* **What the task requires**:
Return each line of the records below in which the string "with" turns up.

* **Supplied records**:
PR #1944, opened 2017-03-31
gentlejack

gentlejack:
Declarative report with using polymer 2


paulirish:
We're still not clear on this history of this PR. (btw both me and Github staff looked into it and didn't see anything fishy with its origin)  ¯\_(ツ)_/¯

But regardless I think we can close it now.

For search purposes, let's make sure it'll show up with any of these keywords: polymer polymer2 custom elements, web components, templates

<3z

* **Exercise response**:
Declarative report with using polymer 2
We're still not clear on this history of this PR. (btw both me and Github staff looked into it and didn't see anything fishy with its origin)  ¯\_(ツ)_/¯
For search purposes, let's make sure it'll show up with any of these keywords: polymer polymer2 custom elements, web components, templates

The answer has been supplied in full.